(Beginning of DATA EXTRACT)

PR #2499, opened 2024-08-06
Update deprecated usages of SequenceFile.createWriter()

lbschanno:
Update several deprecated calls to SequenceFile.createWriter() to use SequenceFile.createWriter(Configuration conf,
SequenceFile.Writer.Option... opts) instead.

Part of #2443


apmoriarty (dismissed):

avgAGB (dismissed):

ivakegg (dismissed):

warehouse/ingest-core/src/main/java/datawave/ingest/mapreduce/job/MultiRFileOutputFormatter.java
```diff
@@ -594,7 +595,9 @@ public void close(TaskAttemptContext context) throws IOException, InterruptedExc
                 if (generateMapFileRowKeys && !shardMapFileRowKeys.isEmpty()) {
                     log.info("Writing mapFileRowKeys");
                     Path shardMapFilePath = new Path(workDir, getUniqueFile(context, "mapFileRowKeys", ".lst"));
-                    try (SequenceFile.Writer output = SequenceFile.createWriter(fs, conf, shardMapFilePath, Text.class, Text.class)) {
+                    Path qualifiedShardMapFilePath = fs.makeQualified(shardMapFilePath);
```
ivakegg: Why call fs.makeQualified?  I was looking through the deprecated code of SequenceFile.createWriter and I do not see that being called?  Perhaps I missed something however.

lbschanno: If I recall correctly, I believe I did it following the example of other calls to `SequenceFile.createWriter(Configuration conf, Writer.Option... opts)`, but you're correct that it is not called in the deprecated code of `SequenceFile.createWriter()`. I have removed the unnecessary calls to `fs.makeQualified()`.

ivakegg (approved):

apmoriarty (approved):

drewfarris (approved):

alerman (approved):

PR #2505, opened 2024-08-07
Update workflow to checkout branch

alerman:


foster33 (approved):
LGTM. I suspect this might not work with PRs based off of a fork, but that probably isn't that big of a deal.

keith-ratcliffe (approved):

PR #2508, opened 2024-08-09
Hazelcast config for multiple clusters

doublejai:
Configuration for creating an additional hazelcast cluster: Follow the example in the docker-compose.yml in this branch, where a new hazelcast cluster is created after the default one.
Make sure "- --spring.application.name=" is added under the "command" header in the additional cluster's config.

Configuration for the service: Point a service to a specifec hazelcast cluster by adding
hazelcast:
clusterName: ''
client:
enabled: true
clusterName: ''
(example of this can be seen in the query.yml and executor.yml files in this branch)

### DIFF
--- a/docker/config/executor.yml
+++ b/docker/config/executor.yml
@@ -65,3 +65,8 @@ datawave:
       logStatusPeriodMs: 600000
       logStatusWhenChangedMs: 300000
       queryMetricsUrlPrefix: https://localhost:8543/querymetric/v1/id/
+
+hazelcast:
+  client:
+    clusterName: cache2
+  clusterName: cache2
--- a/docker/config/executor.yml
+++ b/docker/config/executor.yml
@@ -65,8 +65,3 @@ datawave:
       logStatusPeriodMs: 600000
       logStatusWhenChangedMs: 300000
       queryMetricsUrlPrefix: https://localhost:8543/querymetric/v1/id/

(End of DATA EXTRACT)

ABOUT THIS TASK.
Quote the data above in full, changing nothing.

ANSWER TO THIS EXERCISE.
PR #2499, opened 2024-08-06
Update deprecated usages of SequenceFile.createWriter()

lbschanno:
Update several deprecated calls to SequenceFile.createWriter() to use SequenceFile.createWriter(Configuration conf,
SequenceFile.Writer.Option... opts) instead.

Part of #2443


apmoriarty (dismissed):

avgAGB (dismissed):

ivakegg (dismissed):

warehouse/ingest-core/src/main/java/datawave/ingest/mapreduce/job/MultiRFileOutputFormatter.java
```diff
@@ -594,7 +595,9 @@ public void close(TaskAttemptContext context) throws IOException, InterruptedExc
                 if (generateMapFileRowKeys && !shardMapFileRowKeys.isEmpty()) {
                     log.info("Writing mapFileRowKeys");
                     Path shardMapFilePath = new Path(workDir, getUniqueFile(context, "mapFileRowKeys", ".lst"));
-                    try (SequenceFile.Writer output = SequenceFile.createWriter(fs, conf, shardMapFilePath, Text.class, Text.class)) {
+                    Path qualifiedShardMapFilePath = fs.makeQualified(shardMapFilePath);
```
ivakegg: Why call fs.makeQualified?  I was looking through the deprecated code of SequenceFile.createWriter and I do not see that being called?  Perhaps I missed something however.

lbschanno: If I recall correctly, I believe I did it following the example of other calls to `SequenceFile.createWriter(Configuration conf, Writer.Option... opts)`, but you're correct that it is not called in the deprecated code of `SequenceFile.createWriter()`. I have removed the unnecessary calls to `fs.makeQualified()`.

ivakegg (approved):

apmoriarty (approved):

drewfarris (approved):

alerman (approved):

PR #2505, opened 2024-08-07
Update workflow to checkout branch

alerman:


foster33 (approved):
LGTM. I suspect this might not work with PRs based off of a fork, but that probably isn't that big of a deal.

keith-ratcliffe (approved):

PR #2508, opened 2024-08-09
Hazelcast config for multiple clusters

doublejai:
Configuration for creating an additional hazelcast cluster: Follow the example in the docker-compose.yml in this branch, where a new hazelcast cluster is created after the default one.
Make sure "- --spring.application.name=" is added under the "command" header in the additional cluster's config.

Configuration for the service: Point a service to a specifec hazelcast cluster by adding
hazelcast:
clusterName: ''
client:
enabled: true
clusterName: ''
(example of this can be seen in the query.yml and executor.yml files in this branch)

### DIFF
--- a/docker/config/executor.yml
+++ b/docker/config/executor.yml
@@ -65,3 +65,8 @@ datawave:
       logStatusPeriodMs: 600000
       logStatusWhenChangedMs: 300000
       queryMetricsUrlPrefix: https://localhost:8543/querymetric/v1/id/
+
+hazelcast:
+  client:
+    clusterName: cache2
+  clusterName: cache2
--- a/docker/config/executor.yml
+++ b/docker/config/executor.yml
@@ -65,8 +65,3 @@ datawave:
       logStatusPeriodMs: 600000
       logStatusWhenChangedMs: 300000
       queryMetricsUrlPrefix: https://localhost:8543/querymetric/v1/id/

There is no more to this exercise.